(INPUT DATA Opens)

PR #95, opened 2020-02-04
remove param finish

zixuanzh:
In this PR,

- Commented out PARAM_FINISH but did not remove to keep track of parameters and functions that need to be set so that it can be run
- Implemented big int operation for slashing reward
- Proportion related calculation, specifically related to power, is left as zero, they will be fixed in a separate PR when the power table is removed as discussed

### DIFF
--- a/actors/builtin/storage_power/policy.go
+++ b/actors/builtin/storage_power/policy.go
@@ -1,26 +1,27 @@
 package storage_power
 
 import (
+	big "github.com/filecoin-project/specs-actors/actors/abi/big"
 	abi "github.com/filecoin-project/specs-actors/actors/abi"
 	builtin "github.com/filecoin-project/specs-actors/actors/builtin"
-	autil "github.com/filecoin-project/specs-actors/actors/util"
+	indices "github.com/filecoin-project/specs-actors/actors/runtime/indices"
 )
 
 // TerminationFault
 func pledgePenaltyForSectorTermination(weight SectorStorageWeightDesc, termType builtin.SectorTermination) abi.TokenAmount {
-	autil.PARAM_FINISH()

(INPUT DATA Closes)

TRY IT
Write down all of the listing exactly.

WRITTEN ANSWER
PR #95, opened 2020-02-04
remove param finish

zixuanzh:
In this PR,

- Commented out PARAM_FINISH but did not remove to keep track of parameters and functions that need to be set so that it can be run
- Implemented big int operation for slashing reward
- Proportion related calculation, specifically related to power, is left as zero, they will be fixed in a separate PR when the power table is removed as discussed

### DIFF
--- a/actors/builtin/storage_power/policy.go
+++ b/actors/builtin/storage_power/policy.go
@@ -1,26 +1,27 @@
 package storage_power
 
 import (
+	big "github.com/filecoin-project/specs-actors/actors/abi/big"
 	abi "github.com/filecoin-project/specs-actors/actors/abi"
 	builtin "github.com/filecoin-project/specs-actors/actors/builtin"
-	autil "github.com/filecoin-project/specs-actors/actors/util"
+	indices "github.com/filecoin-project/specs-actors/actors/runtime/indices"
 )
 
 // TerminationFault
 func pledgePenaltyForSectorTermination(weight SectorStorageWeightDesc, termType builtin.SectorTermination) abi.TokenAmount {
-	autil.PARAM_FINISH()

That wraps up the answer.